* **Work request**: Each line of the entries, from the first to the line containing "I am dividing", is to be transcribed exactly as it stands; include no other lines.

* **Records excerpted from a collection**:
· · · · ·

PR #792, opened 2019-11-26
Added EXPCLs to fix linking errors with clang in windows

Cerberus1746:
I am dividing the pull request #791 and adding into the main branch as requested

Those changes add EXPCLs to sub classes in some classes. Because without then, linking errors ocurred with clang in windows while using mingw32 in Msys2

### DIFF
--- a/.gitignore
+++ b/.gitignore
@@ -63,3 +63,6 @@ __pycache__/
 .tox/
 .cache/
 .pytest_cache/
+/.settings/
+/.cproject
+/.project
--- a/dtool/src/dtoolutil/textEncoder.h
+++ b/dtool/src/dtoolutil/textEncoder.h
@@ -140,6 +140,7 @@ private:
 
   static Encoding _default_encoding;
 };
+
 EXPCL_DTOOL_DTOOLUTIL std::ostream &
 operator << (std::ostream &out, TextEncoder::Encoding encoding);
 EXPCL_DTOOL_DTOOLUTIL std::istream &
--- a/dtool/src/dtoolutil/textEncoder.h
+++ b/dtool/src/dtoolutil/textEncoder.h
@@ -140,7 +140,6 @@ private:
 
   static Encoding _default_encoding;
 };
-
 EXPCL_DTOOL_DTOOLUTIL std::ostream &
 operator << (std::ostream &out, TextEncoder::Encoding encoding);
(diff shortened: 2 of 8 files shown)


CFSworks:
Looks good to me so far, though if we're updating the EXPCLs, it would be prudent to silence the warnings too:

- Drop EXPCL from `operator <<` in `textEncoder.h` and `lens.h`
- `EXPCL_PANDA_PNMIMAGE INLINE` -> `INLINE` in `convert_srgb.h` (realigning the continuation lines as necessary)

As a nitpick, the commit message should probably be something more like `general: Update EXPCLs to be MinGW-friendly` (since technically Clang can follow the MSVC ABI, where the EXPCLs are fine, or the MinGW ABI, where the EXPCLs aren't precise enough yet).

You can use `git commit --amend` (or the "amend commit" button on your Git GUI) and do a force-push to revise this PR without having to add commits to it. (Note that force-push is *not* something you should use on a branch you're using to collaborate with others, but for a PR it's fine.)

Cerberus1746:
Oh, I forgot to mention here that I made the changes @CFSworks asked.

dtool/src/dtoolutil/textEncoder.h
```diff
@@ -140,7 +140,6 @@ class EXPCL_DTOOL_DTOOLUTIL TextEncoder {
 
   static Encoding _default_encoding;
 };
-
```
CFSworks: This space should probably remain

panda/src/gobj/lens.h
```diff
@@ -399,7 +399,7 @@ class EXPCL_PANDA_GOBJ Lens : public TypedWritableReferenceCount {
   static TypeHandle _type_handle;
 };
 
-EXPCL_PANDA_GOBJ INLINE std::ostream &operator << (std::ostream &out, const Lens &lens);
+std::ostream &operator << (std::ostream &out, const Lens &lens);
```
CFSworks: `INLINE` deleted here

.gitignore
```diff
@@ -63,3 +63,6 @@ __pycache__/
 .tox/
 .cache/
 .pytest_cache/
+/.settings/
+/.cproject
+/.project
```
rdb: In the future, please don't put unrelated changes in the same commit.

rdb:
Could you clarify why these functions don't need to be exported from the DLL?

· · · · ·

* **The completed task**:
PR #792, opened 2019-11-26
Added EXPCLs to fix linking errors with clang in windows

Cerberus1746:
I am dividing the pull request #791 and adding into the main branch as requested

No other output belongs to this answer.